4/ Certaines auditions confirment le laisser faire de l’Etat. Sommes-nous en présence d’un scandale enfin reconnu ?
CLE - Tout le monde savait qu’il s’agissait d’un scandale d’Etat qui couvait depuis des années. Je prendrai qu’un seul exemple : les archives du ministère de l’agriculture, notamment les comptes rendus de réunion de la commission de toxicité – qui a autorisé le chlordécone pendant vingt ans – entre février 1972 et juin 1989, ces archives essentielles ont … disparu, sans que la moindre enquête ne soit initiée. C’est pour cela que le CRAN et l’association VIVRE ont porté plainte entre les mains du procureur de la République en juillet 2019.
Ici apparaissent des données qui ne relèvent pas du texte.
Issue #2718, opened 2026-09-14
entity update: carry the ADR-172 Amendment 5 fenced-write and no-op rules once entities have a version (ADR-188)


ohdearquant:
ADR-172 Amendment 5 (#2717) states the rule for notes: an accepted fenced write advances the version by exactly one, and an unfenced update whose normalized patch equals the stored value is a disclosed no-op (`unchanged: true`). ADR-188 says that whatever is decided for the no-op case applies to entities unchanged, so the two substrates stay symmetric.

Entities cannot carry that rule yet: `entities` has no `version` column and `update` refuses `expected_version` for anything but notes (`crates/khive-pack-kg/src/handlers/update.rs`, "expected_version, fence and embed apply only to notes"), because ADR-188 is still proposed. So today an identical entity update has no version to leave unchanged and no fence to mint against, and no test can assert either half of the rule.

Ask, to land with ADR-188's implementation: the entity `update` path takes the same two arms notes now carry, an identical fenced patch advances the entity version by one and never reports `unchanged`, and an identical unfenced patch returns `unchanged: true` with the version and `updated_at` untouched, asserted against one shared definition rather than two literals.

Issue #2673, opened 2026-09-13
kg: `update` has no version fence for entities (`expected_version` is notes-only), so two stale writers to one entity both succeed


ohdearquant:
**Observed** (MCP consumer surface, 2026-09-13). Two writers holding the same observed version of a record both updated it; the second silently replaced the first. For notes `expected_version` exists and refuses the stale write with `version_conflict`; entities have no equivalent.

**At source.** `khive-pack-kg/src/handler_defs.rs:464` declares `expected_version` on `update` as "Notes only". `khive-pack-kg/src/handlers/update.rs:49-52` refuses it for entities: "expected_version, fence and embed apply only to notes".

**Ask.** Extend the fence to entities: a positive `expected_version` on an entity update is checked inside the writer transaction and a stale value fails without mutation with the same `version_conflict` / `expected_version` / `current_version` details notes return. Entities already carry `version` on read, so the contract is symmetric.

**Acceptance.** Stale entity update refused, record unchanged; current version succeeds and bumps; a note arm as the control for the shared refusal shape.

ohdearquant:
Correcting the premise before the work starts, because it changes the shape of the fix.

Entities carry no version today. At the current main:

- `crates/khive-db/sql/entities-ddl.sql` declares `entities` with no `version` column.
- The only `ALTER TABLE entities` in the migration set adds `content_ref`.
- `khive_storage::entity::Entity` has no `version` field.

So this is not a guard that exists and is switched off for one substrate. It is a schema change, then a read-surface change, then a guard change, in that order: a fence has nothing to compare against until the column and the trigger exist and reads return the value.

The design is recorded in ADR-188, which also settles that `merge` and `delete` carry the parameter on the same terms as `update` — a fence on `update` alone leaves the race open to a competing writer that happened to call `merge`.

PR #2785, opened 2026-09-15
docs(adr): clarify entity version fences and no-op semantics

ohdearquant:

Refines Proposed ADR-188 for #2673 and #2718: merge's `expected_version` fences the surviving `into_id`, force cannot bypass the fence, and dry runs check it without mutation. The proposal also defines shared entity/note no-op behavior, exact response-shape compatibility, local upsert revisions, and atomic rollback of stale no-op assertions.

The migration measurement procedure explicitly requires a fixture delivered by the implementation revision. It rejects zero or ambiguous test selection, requires one actually passed test, and requires both empty and requested-population measurement records. This ADR-only PR does not publish the fixture or report measurements. Status remains Proposed; implementation validation, measurements, and acceptance remain pending.

Validation: document formatting, ADR references, and normal documentation commit hooks pass. No runtime implementation changes or issue closures are included.

Refs #2673 and #2718.


ohdearquant:
One file, one commit, status held at Proposed with the measurements explicitly not taken. The migration procedure is the strongest part and I want to say why before the criticism, because it is the thing worth copying: it names the executable fixture and its env var, states that only `run_migrations` is timed, declares 9,285 as a caller-visible lower bound excluding tombstones and other namespaces, says in its own text that neither population is the complete fleet count, and ends with "No measurement has been performed." That is a procedure that cannot be quoted as a result by accident.

Two gaps, both in **Consequences**, and both are caller-visible costs of the no-op rule that the rule itself discloses elsewhere.

**1. `unchanged=true` is a second response-shape change and only the first is listed.** Consequences says "Entity read responses gain a field. Additive for a client that ignores unknown fields, and a change for anything asserting an exact shape." The no-op rule adds `unchanged=true` to canonical and atomic *write* results — a different surface, with the same breakage for anything asserting an exact write-response shape. The one sentence that exists reads as covering the whole shape exposure, which is exactly why the second one is easy to miss.

**2. A no-op can abort an atomic unit, which makes "mutation-free" an incomplete description of its cost.** The record says the writer transaction rechecks the prepared snapshot, so an earlier operation in the unit can invalidate a no-op, and the acceptance list has the arm for it. But an operation defined as mutation-free that can roll back other operations' mutations is a consequence, not just a test case. A caller reading "an identical patch with no `expected_version` is a mutation-free assertion" will reasonably conclude it is safe to include one in an atomic unit for free, and it is not.

**Smaller, and it is a trap rather than a gap.** "Entity tags live in the tags column; note tags live in `properties.tags`. An entity's custom `properties.tags` remains an ordinary ordered property." So on one entity, `tags` is order-insignificant and `properties.tags` is order-significant, and the two are spelled the same. A caller who moves a list between them silently changes whether reordering counts as an identical patch. It is disclosed, but as a subordinate clause in a paragraph about comparison helpers; it would earn its place as its own sentence naming the hazard.

Nothing here touches the decisions. The survivor-only fence in particular is argued correctly — one parameter cannot name two revisions is the whole of it, and `force` bypassing the safety floor but never the fence is the right split.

Bref, ce rapport d’enquête parlementaire n’est pas un aboutissement mais un commencement : le plafond de verre est brisé, il faut en profiter pour faire parler les protagonistes tant qu’ils sont en vie. Le comportement de l’Etat nous a déjà fait perdre 20 ans, ce qui a permis à certains des principaux organisateurs de la filière Chlordécone de mourir dans leur lit sans avoir à répondre de leurs actes, sans avoir à révéler les liens d’intérêts ayant existé entre les profiteurs et certains représentants de l’Etat.
Il faut que la justice triomphe, sinon c’est la porte ouverte aux désordres et à la légitime colère.